**Work task:**
Set down all of the records exactly.
(Exercise data)
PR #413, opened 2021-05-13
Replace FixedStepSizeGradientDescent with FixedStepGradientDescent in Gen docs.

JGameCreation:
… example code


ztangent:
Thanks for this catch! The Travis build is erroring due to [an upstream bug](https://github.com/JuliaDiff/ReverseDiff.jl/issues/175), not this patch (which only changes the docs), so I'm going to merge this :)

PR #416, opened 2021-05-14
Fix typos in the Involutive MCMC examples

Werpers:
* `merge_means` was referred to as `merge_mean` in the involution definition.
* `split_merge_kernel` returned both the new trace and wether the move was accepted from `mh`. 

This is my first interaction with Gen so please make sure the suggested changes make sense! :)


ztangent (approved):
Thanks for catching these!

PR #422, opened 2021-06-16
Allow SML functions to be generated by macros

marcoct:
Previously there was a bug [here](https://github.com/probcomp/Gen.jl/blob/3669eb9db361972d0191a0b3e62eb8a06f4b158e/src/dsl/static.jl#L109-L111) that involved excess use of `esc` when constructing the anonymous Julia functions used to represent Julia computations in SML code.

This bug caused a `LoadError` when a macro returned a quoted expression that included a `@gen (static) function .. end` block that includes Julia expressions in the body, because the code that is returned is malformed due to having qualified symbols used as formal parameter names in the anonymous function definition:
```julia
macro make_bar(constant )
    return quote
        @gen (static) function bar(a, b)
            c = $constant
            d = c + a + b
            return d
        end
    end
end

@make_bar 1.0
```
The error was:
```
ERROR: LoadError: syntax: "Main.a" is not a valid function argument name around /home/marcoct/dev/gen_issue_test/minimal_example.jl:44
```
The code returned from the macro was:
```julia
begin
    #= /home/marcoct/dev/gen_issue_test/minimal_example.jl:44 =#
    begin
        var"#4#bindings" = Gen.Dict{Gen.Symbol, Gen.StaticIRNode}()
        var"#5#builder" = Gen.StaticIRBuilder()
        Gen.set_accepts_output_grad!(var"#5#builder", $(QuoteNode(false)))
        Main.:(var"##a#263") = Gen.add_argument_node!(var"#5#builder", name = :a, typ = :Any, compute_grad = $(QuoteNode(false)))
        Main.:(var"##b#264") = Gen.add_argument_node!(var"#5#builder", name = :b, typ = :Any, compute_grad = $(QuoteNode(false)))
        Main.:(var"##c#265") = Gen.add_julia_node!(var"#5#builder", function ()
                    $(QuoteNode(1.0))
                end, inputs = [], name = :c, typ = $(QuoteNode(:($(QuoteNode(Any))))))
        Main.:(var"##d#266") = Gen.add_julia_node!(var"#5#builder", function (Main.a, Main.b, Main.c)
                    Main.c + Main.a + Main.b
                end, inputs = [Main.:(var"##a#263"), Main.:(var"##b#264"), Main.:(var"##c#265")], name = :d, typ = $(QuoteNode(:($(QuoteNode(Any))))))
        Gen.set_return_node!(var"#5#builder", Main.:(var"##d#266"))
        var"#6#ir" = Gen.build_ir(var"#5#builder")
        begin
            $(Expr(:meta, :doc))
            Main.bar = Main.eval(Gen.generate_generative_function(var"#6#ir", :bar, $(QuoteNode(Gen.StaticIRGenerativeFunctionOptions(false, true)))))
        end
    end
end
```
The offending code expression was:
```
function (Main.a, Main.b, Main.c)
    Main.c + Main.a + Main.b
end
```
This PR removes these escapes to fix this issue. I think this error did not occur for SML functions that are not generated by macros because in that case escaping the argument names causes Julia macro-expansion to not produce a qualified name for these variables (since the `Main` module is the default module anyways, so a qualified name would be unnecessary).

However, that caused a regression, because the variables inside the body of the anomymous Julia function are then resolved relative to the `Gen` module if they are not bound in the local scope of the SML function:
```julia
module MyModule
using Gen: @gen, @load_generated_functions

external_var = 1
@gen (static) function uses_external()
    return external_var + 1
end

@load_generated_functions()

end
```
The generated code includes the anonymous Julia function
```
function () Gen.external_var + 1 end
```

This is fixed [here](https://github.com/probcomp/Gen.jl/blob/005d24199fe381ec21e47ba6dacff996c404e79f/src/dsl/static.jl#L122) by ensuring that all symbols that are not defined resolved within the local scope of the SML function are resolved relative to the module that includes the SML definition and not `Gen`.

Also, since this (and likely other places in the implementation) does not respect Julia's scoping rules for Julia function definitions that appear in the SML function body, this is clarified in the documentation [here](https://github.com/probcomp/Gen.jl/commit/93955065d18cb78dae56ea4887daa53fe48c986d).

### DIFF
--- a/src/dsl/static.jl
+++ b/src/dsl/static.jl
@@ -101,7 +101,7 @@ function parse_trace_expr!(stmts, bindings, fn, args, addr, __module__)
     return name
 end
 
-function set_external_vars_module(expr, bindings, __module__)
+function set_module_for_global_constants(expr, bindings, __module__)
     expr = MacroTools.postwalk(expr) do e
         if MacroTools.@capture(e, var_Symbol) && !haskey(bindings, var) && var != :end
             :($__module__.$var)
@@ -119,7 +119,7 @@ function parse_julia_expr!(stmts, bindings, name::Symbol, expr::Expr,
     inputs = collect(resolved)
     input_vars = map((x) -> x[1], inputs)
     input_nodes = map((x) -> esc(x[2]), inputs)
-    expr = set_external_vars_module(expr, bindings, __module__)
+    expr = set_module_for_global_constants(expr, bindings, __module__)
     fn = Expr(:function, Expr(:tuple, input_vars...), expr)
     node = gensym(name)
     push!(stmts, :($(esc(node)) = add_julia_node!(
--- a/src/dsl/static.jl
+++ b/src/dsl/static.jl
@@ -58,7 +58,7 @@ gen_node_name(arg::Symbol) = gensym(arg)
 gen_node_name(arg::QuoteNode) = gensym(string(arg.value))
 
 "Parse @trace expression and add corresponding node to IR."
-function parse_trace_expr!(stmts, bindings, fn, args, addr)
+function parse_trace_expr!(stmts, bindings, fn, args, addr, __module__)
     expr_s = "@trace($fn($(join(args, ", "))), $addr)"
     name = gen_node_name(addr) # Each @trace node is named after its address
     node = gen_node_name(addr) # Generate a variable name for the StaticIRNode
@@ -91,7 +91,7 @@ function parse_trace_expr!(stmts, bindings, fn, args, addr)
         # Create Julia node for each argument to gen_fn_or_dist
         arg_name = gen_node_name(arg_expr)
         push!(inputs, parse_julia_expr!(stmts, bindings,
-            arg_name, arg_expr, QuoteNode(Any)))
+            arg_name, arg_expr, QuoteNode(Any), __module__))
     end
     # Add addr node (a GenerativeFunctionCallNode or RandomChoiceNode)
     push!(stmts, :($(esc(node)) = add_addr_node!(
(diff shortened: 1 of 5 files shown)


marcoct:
(End Exercise data)
**Your response:**
PR #413, opened 2021-05-13
Replace FixedStepSizeGradientDescent with FixedStepGradientDescent in Gen docs.

JGameCreation:
… example code


ztangent:
Thanks for this catch! The Travis build is erroring due to [an upstream bug](https://github.com/JuliaDiff/ReverseDiff.jl/issues/175), not this patch (which only changes the docs), so I'm going to merge this :)

PR #416, opened 2021-05-14
Fix typos in the Involutive MCMC examples

Werpers:
* `merge_means` was referred to as `merge_mean` in the involution definition.
* `split_merge_kernel` returned both the new trace and wether the move was accepted from `mh`. 

This is my first interaction with Gen so please make sure the suggested changes make sense! :)


ztangent (approved):
Thanks for catching these!

PR #422, opened 2021-06-16
Allow SML functions to be generated by macros

marcoct:
Previously there was a bug [here](https://github.com/probcomp/Gen.jl/blob/3669eb9db361972d0191a0b3e62eb8a06f4b158e/src/dsl/static.jl#L109-L111) that involved excess use of `esc` when constructing the anonymous Julia functions used to represent Julia computations in SML code.

This bug caused a `LoadError` when a macro returned a quoted expression that included a `@gen (static) function .. end` block that includes Julia expressions in the body, because the code that is returned is malformed due to having qualified symbols used as formal parameter names in the anonymous function definition:
```julia
macro make_bar(constant )
    return quote
        @gen (static) function bar(a, b)
            c = $constant
            d = c + a + b
            return d
        end
    end
end

@make_bar 1.0
```
The error was:
```
ERROR: LoadError: syntax: "Main.a" is not a valid function argument name around /home/marcoct/dev/gen_issue_test/minimal_example.jl:44
```
The code returned from the macro was:
```julia
begin
    #= /home/marcoct/dev/gen_issue_test/minimal_example.jl:44 =#
    begin
        var"#4#bindings" = Gen.Dict{Gen.Symbol, Gen.StaticIRNode}()
        var"#5#builder" = Gen.StaticIRBuilder()
        Gen.set_accepts_output_grad!(var"#5#builder", $(QuoteNode(false)))
        Main.:(var"##a#263") = Gen.add_argument_node!(var"#5#builder", name = :a, typ = :Any, compute_grad = $(QuoteNode(false)))
        Main.:(var"##b#264") = Gen.add_argument_node!(var"#5#builder", name = :b, typ = :Any, compute_grad = $(QuoteNode(false)))
        Main.:(var"##c#265") = Gen.add_julia_node!(var"#5#builder", function ()
                    $(QuoteNode(1.0))
                end, inputs = [], name = :c, typ = $(QuoteNode(:($(QuoteNode(Any))))))
        Main.:(var"##d#266") = Gen.add_julia_node!(var"#5#builder", function (Main.a, Main.b, Main.c)
                    Main.c + Main.a + Main.b
                end, inputs = [Main.:(var"##a#263"), Main.:(var"##b#264"), Main.:(var"##c#265")], name = :d, typ = $(QuoteNode(:($(QuoteNode(Any))))))
        Gen.set_return_node!(var"#5#builder", Main.:(var"##d#266"))
        var"#6#ir" = Gen.build_ir(var"#5#builder")
        begin
            $(Expr(:meta, :doc))
            Main.bar = Main.eval(Gen.generate_generative_function(var"#6#ir", :bar, $(QuoteNode(Gen.StaticIRGenerativeFunctionOptions(false, true)))))
        end
    end
end
```
The offending code expression was:
```
function (Main.a, Main.b, Main.c)
    Main.c + Main.a + Main.b
end
```
This PR removes these escapes to fix this issue. I think this error did not occur for SML functions that are not generated by macros because in that case escaping the argument names causes Julia macro-expansion to not produce a qualified name for these variables (since the `Main` module is the default module anyways, so a qualified name would be unnecessary).

However, that caused a regression, because the variables inside the body of the anomymous Julia function are then resolved relative to the `Gen` module if they are not bound in the local scope of the SML function:
```julia
module MyModule
using Gen: @gen, @load_generated_functions

external_var = 1
@gen (static) function uses_external()
    return external_var + 1
end

@load_generated_functions()

end
```
The generated code includes the anonymous Julia function
```
function () Gen.external_var + 1 end
```

This is fixed [here](https://github.com/probcomp/Gen.jl/blob/005d24199fe381ec21e47ba6dacff996c404e79f/src/dsl/static.jl#L122) by ensuring that all symbols that are not defined resolved within the local scope of the SML function are resolved relative to the module that includes the SML definition and not `Gen`.

Also, since this (and likely other places in the implementation) does not respect Julia's scoping rules for Julia function definitions that appear in the SML function body, this is clarified in the documentation [here](https://github.com/probcomp/Gen.jl/commit/93955065d18cb78dae56ea4887daa53fe48c986d).

### DIFF
--- a/src/dsl/static.jl
+++ b/src/dsl/static.jl
@@ -101,7 +101,7 @@ function parse_trace_expr!(stmts, bindings, fn, args, addr, __module__)
     return name
 end
 
-function set_external_vars_module(expr, bindings, __module__)
+function set_module_for_global_constants(expr, bindings, __module__)
     expr = MacroTools.postwalk(expr) do e
         if MacroTools.@capture(e, var_Symbol) && !haskey(bindings, var) && var != :end
             :($__module__.$var)
@@ -119,7 +119,7 @@ function parse_julia_expr!(stmts, bindings, name::Symbol, expr::Expr,
     inputs = collect(resolved)
     input_vars = map((x) -> x[1], inputs)
     input_nodes = map((x) -> esc(x[2]), inputs)
-    expr = set_external_vars_module(expr, bindings, __module__)
+    expr = set_module_for_global_constants(expr, bindings, __module__)
     fn = Expr(:function, Expr(:tuple, input_vars...), expr)
     node = gensym(name)
     push!(stmts, :($(esc(node)) = add_julia_node!(
--- a/src/dsl/static.jl
+++ b/src/dsl/static.jl
@@ -58,7 +58,7 @@ gen_node_name(arg::Symbol) = gensym(arg)
 gen_node_name(arg::QuoteNode) = gensym(string(arg.value))
 
 "Parse @trace expression and add corresponding node to IR."
-function parse_trace_expr!(stmts, bindings, fn, args, addr)
+function parse_trace_expr!(stmts, bindings, fn, args, addr, __module__)
     expr_s = "@trace($fn($(join(args, ", "))), $addr)"
     name = gen_node_name(addr) # Each @trace node is named after its address
     node = gen_node_name(addr) # Generate a variable name for the StaticIRNode
@@ -91,7 +91,7 @@ function parse_trace_expr!(stmts, bindings, fn, args, addr)
         # Create Julia node for each argument to gen_fn_or_dist
         arg_name = gen_node_name(arg_expr)
         push!(inputs, parse_julia_expr!(stmts, bindings,
-            arg_name, arg_expr, QuoteNode(Any)))
+            arg_name, arg_expr, QuoteNode(Any), __module__))
     end
     # Add addr node (a GenerativeFunctionCallNode or RandomChoiceNode)
     push!(stmts, :($(esc(node)) = add_addr_node!(
(diff shortened: 1 of 5 files shown)


marcoct:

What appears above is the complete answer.